PR #114, opened 2017-01-06
Added logic for finding and deleting old CNAME records

ndcampbell:
This is necessary for when applications change to multiregion. An upsert does not work since the record type changes.

### DIFF
--- a/src/foremast/utils/dns.py
+++ b/src/foremast/utils/dns.py
@@ -108,12 +108,12 @@ def delete_existing_cname(env, zone_id, dns_name):
         HostedZoneId=zone_id
     )
     for item in response['ResourceRecordSets']:
-        if item['Name'][:-1] == newrecord_name and item['Type'] == 'CNAME':
+        if item['Name'].rstrip('.') == newrecord_name and item['Type'] == 'CNAME':
             startrecord = item
             LOG.info("Found old record: %s", item)
             break
 
-    if oldrecord:
+    if startrecord:
         LOG.info("Deleting old record: %s", newrecord_name)
         del_response = client.change_resource_record_sets(
             HostedZoneId=zone_id,
--- a/src/foremast/utils/dns.py
+++ b/src/foremast/utils/dns.py
@@ -91,7 +91,7 @@ def update_dns_zone_record(env, zone_id, **kwargs):
 
     LOG.debug('Route53 JSON Response: \n%s', pformat(response))
 
-def delete_existing_cname(env, zone_id, **kwargs):
+def delete_existing_cname(env, zone_id, dns_name):
     """Function to delete an existing CNAME record. This is
     used when updating to multi-region for deleting old records.
     The record can not just be upserted since it changes types.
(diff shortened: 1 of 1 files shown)


src/foremast/utils/dns.py
```diff
@@ -91,6 +91,43 @@ def update_dns_zone_record(env, zone_id, **kwargs):
...
+def delete_existing_cname(env, zone_id, **kwargs):
+    """Function to delete an existing CNAME record. This is
+    used when updating to multi-region for deleting old records.
+    The record can not just be upserted since it changes types.
+
+    Args:
+        env (str): Deployment environment.
+        zone_id (str): Route53 zone id.
+
+    Keyword Args:
```
e4r7hbug: All arguments should go under `Args:`.

src/foremast/utils/dns.py
```diff
@@ -91,6 +91,43 @@ def update_dns_zone_record(env, zone_id, **kwargs):
...
+
+    """
+    oldrecord = None
+    recordname = kwargs.get('dns_name')
+    client = boto3.Session(profile_name=env).client('route53')
+    response = client.list_resource_record_sets(
+        HostedZoneId=zone_id
+    )
+    for item in response['ResourceRecordSets']:
+        if item['Name'][:-1] == recordname and item['Type'] == 'CNAME':
```
e4r7hbug: Can we do `.startswith()` instead?

src/foremast/utils/dns.py
```diff
@@ -91,6 +91,43 @@ def update_dns_zone_record(env, zone_id, **kwargs):
...
+            oldrecord = item
+            LOG.info("Found Old Record: %s", item)
+            break
+
+    if oldrecord:
+        LOG.info("Deleteing Old Record: %s", recordname)
```
e4r7hbug: Spell check.

src/foremast/utils/dns.py
```diff
@@ -91,6 +91,43 @@ def update_dns_zone_record(env, zone_id, **kwargs):
...
+        zone_id (str): Route53 zone id.
+
+    Keyword Args:
+        dns_name (str): FQDN of application's dns entry to add/update.
+
+    """
+    oldrecord = None
+    recordname = kwargs.get('dns_name')
+    client = boto3.Session(profile_name=env).client('route53')
+    response = client.list_resource_record_sets(
```
e4r7hbug: Give a `StartRecordName` and `StartRecordType` to get to the point.

src/foremast/utils/dns.py
e4r7hbug: Actually, `[:-1]` doesn't look like it's needed.

sijis:
Is the assumption made that all apps are muti-region?

ndcampbell:
@sijis, No. It is only assumed this is needed if two regions are listed in the application.json file.

src/foremast/utils/dns.py
ndcampbell: [:-1] is be cause there is a period at the end of `item["Name"]`. I could just use start with I guess but this felt more accurate to me

src/foremast/utils/dns.py
```diff
@@ -91,6 +91,40 @@ def update_dns_zone_record(env, zone_id, **kwargs):
...
+
+    Args:
+        env (str): Deployment environment.
+        zone_id (str): Route53 zone id.
+        dns_name (str): FQDN of application's dns entry to add/update.
+    """
+    startrecord = None
+    newrecord_name = dns_name
+    client = boto3.Session(profile_name=env).client('route53')
+    response = client.list_resource_record_sets(
```
e4r7hbug: O wait, I meant give `list_resource_record_sets` the `StartRecordName` and `StartRecordType` keyword arguments.

src/foremast/utils/dns.py
```diff
@@ -91,6 +91,40 @@ def update_dns_zone_record(env, zone_id, **kwargs):
...
+        HostedZoneId=zone_id
+    )
+    for item in response['ResourceRecordSets']:
+        if item['Name'][:-1] == newrecord_name and item['Type'] == 'CNAME':
```
e4r7hbug: Can you do `old_record_name = item['name'].rstrip('.')`? That would be clearer to me.

src/foremast/utils/dns.py
```diff
@@ -91,6 +91,40 @@ def update_dns_zone_record(env, zone_id, **kwargs):
...
+            startrecord = item
+            LOG.info("Found old record: %s", item)
+            break
+
+    if oldrecord:
```
e4r7hbug: Doesn't look like `oldrecord` is declared anywhere.

src/foremast/utils/dns.py
ndcampbell: You are right, that is clearer and less bug prone. Good idea.

src/foremast/utils/dns.py
ndcampbell: Oh, I dont really need to break them out IMO because I only ever look at them once for the if statement. I just take the whole record and put it in my `change_resource_record_sets` but I never specifically to look at Name and Type again.

src/foremast/utils/dns.py
ndcampbell: Oh thanks!

ndcampbell:
I am going to go ahead and merge this in, functionally it works. If you have any issues with the conventions I used feel free to put in another PR. There is also some more work that will be needed for this, like what happens if you switch back to single region? Fixes for another PR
• • • • • • •
> _Task goal_
Please find every line in the listing that holds the string "HostedZoneId" and copy it.

> _Written answer_
         HostedZoneId=zone_id
             HostedZoneId=zone_id,
+        HostedZoneId=zone_id
+        HostedZoneId=zone_id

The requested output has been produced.